— PROBLEM STATEMENT —
Search the material below for the string "applications" and extract each line that has it.

— DATASET EXTRACT —
PR #98, opened 2017-05-02
Issue45

greg-hellings:
Brings code in line with ansible-lint and fixes several issues with SSL masters.


tests/ansible_lint_rules/NoFormattingInWhenRule.py
```diff
@@ -1,20 +1,19 @@
-# Documentation on AnsibleLintRules can be found here:
```
robled, line 1: Did these comments need to be removed?

robled (changes requested):

tests/ansible_lint_rules/NoFormattingInWhenRule.py
robled: I assume that the file got upstreamed, so perhaps that's why the comments are gone.  Just verifying.

greg-hellings: I'm trying to keep this file in sync with the PR upstream. Will had requested some changes, mainly around Python 3 compatibility, so I pulled them in here when I added the until code, so I could push the until code back into that PR.

Basically it's just a bunch of back and forth until it reaches its final form.

robled (approved):

PR #102, opened 2017-05-03
Issue18

greg-hellings:
Bring configuration ability in line with Jenkins Puppet config options.


jpaulovic:
Hi, I just bumped into an undefined variable today in the jenkins master role, specifically {{ ansible_user_dir }} used in cli-users.yml and plugins.yml. It doesn't seem to break the execution, but I find it kind of strange that it's not defined anywhere and yet used. Is it a bug? It seemed appropriate to bring it up here when I saw you were dealing with the jenkins_master role's defaults.

greg-hellings:
ansible_user_dir is a variable that is native to Ansible and should be set equal to the $HOME value of the currently connected user. It should definitely not be defined in our code anywhere.

robled (approved):

PR #344, opened 2017-11-08
adding alternate reporting stub for those...

StingyJack:
... of us who get stuck and cant complete the installation.


TerryGLee:
Confirmed with suggested changes and follow-up tasks as described in this PR.

PR #339, opened 2017-11-02
Add known issue to debug-live-azure-applications.md

leftler:
As mentioned [in the comments of the article](https://docs.microsoft.com/en-us/visualstudio/debugger/debug-live-azure-applications) by Nikhil_Joglekar_MSFT on Oct 12, 2017, using snappoints is not currently supported for API App resources.

The documentation should be updated to show that information till a version is released that does work with Api Apps.

PR #350, opened 2017-11-15
Add lost known issue from transfer.

leftler:
The known issue bullet point `- Snapshot debugging API Apps is not yet supported - they will be supported in a future version of VS.` that was added in from #339 was lost during the transfer of the known issues section from `debug-live-azure-applications.md` to `debug-live-azure-apps-troubleshooting.md` during the 441cb8db6e6e425cddbc5344edf7855e027ab7f5 commit.


leftler:
@Mikejo5000 would you take a look at this since you are the one who approved #339 and did the 441cb8d commit.

PR #357, opened 2017-11-20
Fix broken link

LazarusX:


gregvanl:
@TerryGLee It looks like this PR may no longer be relevant as the content has changed?

TerryGLee:
I've verified that the bookmark link is indeed broken on the updated page. Thanks @LazarusX for noticing and creating an PR. We'll get this processed.

PR #363, opened 2017-11-30
Remove paragraphs regarding [un]registration

heku:
The paragraphs seems shouldn't be here, and they already exist on page https://docs.microsoft.com/en-us/visualstudio/extensibility/registering-and-unregistering-vspackages


gewarren:
@gregvanl can you review please?

gregvanl:
Thanks for spotting the duplicate content.

PR #373, opened 2017-12-05
Update of file path name for background image

samchivers:
The background image provided is called `WPF_watermark.png` but the code calling it was looking for a file called `watermark.png` - updated for consistency.


gewarren:
@samchivers thank you for doing this. I think the author of the topic intentionally named the image 'watermark.png'. Perhaps a better resolution is to change the alternate text for the image to "watermark.png" instead of "wpf_watermark.png". Would that solve the discrepancy as you see it?

gewarren:
Updated the title for the image for when you hover over it with a mouse.

samchivers:
@gewarren Sorry for the delayed response, fix looks great. All the best, Sam

PR #383, opened 2017-12-14
More realistic flow of steps, with project template detail

peteraritchie:


gewarren:
@peteraritchie thanks for doing this. i'll take a look at it.

PR #421, opened 2018-01-03
added one more OOP process name

heejaechang:
depends on arch (x86 or AnyCpu) of out of proc, name can be either ServiceHub.RoslynCodeAnalysisService32.exe or 
 ServiceHub.RoslynCodeAnalysisService.exe


heejaechang:
not sure how I should tag for review? @gregvanl ?

heejaechang:
by the way, I own the ServiceHub.RoslynCodeAnalysisService(32) process.

PR #448, opened 2018-01-10
Update note on Accessibility Levels in editorconfig naming

abethcrane:
The note incorrectly said that an accessibility_level must be specified. This led me down the wrong path, and it wasn't until I removed the line that my parameter naming rule began to work. I've updated the note to indicate this.


gewarren:
@abethcrane Thank you for pointing this glitch out. I modified your suggested text a little and it should be live tomorrow.

PR #473, opened 2018-01-19
Lsp grammar/style

bplubell:
Parts of the "How work on the LSP started" section were unreadable. Theses changes should help convey what was originally intended. There is some inference on my part (based on context) in the paragraph that talk about JSON-RPC -- if someone could review it for accuracy, that would be appreciated.


gregvanl:
Thanks!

— WRITTEN REPLY —
Add known issue to debug-live-azure-applications.md
As mentioned [in the comments of the article](https://docs.microsoft.com/en-us/visualstudio/debugger/debug-live-azure-applications) by Nikhil_Joglekar_MSFT on Oct 12, 2017, using snappoints is not currently supported for API App resources.
The known issue bullet point `- Snapshot debugging API Apps is not yet supported - they will be supported in a future version of VS.` that was added in from #339 was lost during the transfer of the known issues section from `debug-live-azure-applications.md` to `debug-live-azure-apps-troubleshooting.md` during the 441cb8db6e6e425cddbc5344edf7855e027ab7f5 commit.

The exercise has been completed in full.